**EXERCISE AIM:** When the line with "the service down" is reached, include it and stop; before that, copy each line of the listing exactly from the first.

*-*-*

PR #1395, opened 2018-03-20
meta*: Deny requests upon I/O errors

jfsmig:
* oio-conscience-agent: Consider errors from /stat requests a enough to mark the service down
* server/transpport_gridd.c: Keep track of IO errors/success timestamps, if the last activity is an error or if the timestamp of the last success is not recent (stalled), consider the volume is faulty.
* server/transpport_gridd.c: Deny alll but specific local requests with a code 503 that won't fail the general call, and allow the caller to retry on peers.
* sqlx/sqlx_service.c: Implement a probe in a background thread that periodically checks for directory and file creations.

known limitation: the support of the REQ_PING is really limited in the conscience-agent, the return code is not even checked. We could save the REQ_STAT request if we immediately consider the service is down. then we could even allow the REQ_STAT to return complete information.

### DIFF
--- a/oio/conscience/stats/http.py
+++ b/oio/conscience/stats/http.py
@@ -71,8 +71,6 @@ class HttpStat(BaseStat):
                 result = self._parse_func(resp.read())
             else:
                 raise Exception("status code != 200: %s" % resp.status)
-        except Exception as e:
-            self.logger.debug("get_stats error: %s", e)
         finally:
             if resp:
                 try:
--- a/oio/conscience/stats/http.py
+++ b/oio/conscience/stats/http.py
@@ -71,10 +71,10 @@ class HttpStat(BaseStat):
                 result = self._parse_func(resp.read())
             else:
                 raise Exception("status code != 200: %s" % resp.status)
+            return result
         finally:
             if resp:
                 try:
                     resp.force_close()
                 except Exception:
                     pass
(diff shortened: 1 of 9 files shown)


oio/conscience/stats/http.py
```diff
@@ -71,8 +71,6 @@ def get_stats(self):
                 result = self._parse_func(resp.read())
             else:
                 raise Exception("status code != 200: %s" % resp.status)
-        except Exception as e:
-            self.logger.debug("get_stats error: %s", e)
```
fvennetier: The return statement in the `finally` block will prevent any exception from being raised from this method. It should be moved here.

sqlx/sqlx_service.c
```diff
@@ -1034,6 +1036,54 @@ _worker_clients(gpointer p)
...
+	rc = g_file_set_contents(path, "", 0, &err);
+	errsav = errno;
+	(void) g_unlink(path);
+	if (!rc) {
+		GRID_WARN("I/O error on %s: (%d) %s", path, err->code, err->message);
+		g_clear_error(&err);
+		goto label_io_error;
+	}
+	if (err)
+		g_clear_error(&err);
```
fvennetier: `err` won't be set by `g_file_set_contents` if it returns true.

*-*-*

**ANSWER BOX:**
PR #1395, opened 2018-03-20
meta*: Deny requests upon I/O errors

jfsmig:
* oio-conscience-agent: Consider errors from /stat requests a enough to mark the service down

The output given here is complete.